Yes, that's true. The sizes of the observations differ a bit for those substrates. Also the two player version of Running With Scissors in The Matrix will have observation size of (40, 40, 3) like the collaborative cooking substrates. The inventories are either size two or size three depending on whether or not the substrate in question has two or three different kinds of resources to collect.

The network architectures will need to be adapted to these changes, but it might not require a change to any code. Most neural net specification libraries let you define a network layer just by specifying its number of output units. The actual number of parameters to create then gets inferred automatically from the size of the input. This is how sonnet's linear module works for instance.

Any specific kind of padding used in the CNN layers?

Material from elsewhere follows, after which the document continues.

PR #4121, opened 2020-09-08
[onert/tool] Rootfs generator for ubuntu 20.04

hseok-oh:
install_rootfs.sh supports ubuntu 20.04 host/target (ex. odroid-xu4)


lemmaa (approved):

You can try using the special strides we did. I'm not sure if they help or hinder though. Since we know the image is made by tiling 8x8 sized sprites you can get away with choosing kernel size and kernel stride to be 8. We made this choice early on after we started using DMLab2D and never investigated its implications for meltingpot substrates. In theory it should be making things a bit faster. Though, anecdotally, one of my colleagues mentioned he had tried reverting to a more normal stride value and found that doing so improved performance. So it's a bit unclear right now what the best thing to do is. We'll try and include specific suggested conv net parameters when we next release an update to the repo.

In the mean time, feel free to use the 2-layer conv net settings that we used. They are as follows:

SPRITE_SIZE = 8

padding = VALID
num_output_channels = (16, 32)
kernel_shapes = (SPRITE_SIZE, 4)
strides = (SPRITE_SIZE, 1)

Any specific reason for concatenation the previous action too? Or is it just for better context of the chosen plan by that policy in previous steps? As I still believe the hidden state must have that information already in it.

This is a pretty standard thing at DeepMind. I agree with you though. It seems like redundant information. It's probably not necessary. We left it there because, since it's so common at DeepMind, it felt like removing it would be an unnecessary departure from a common default. It very likely makes no difference one way or another.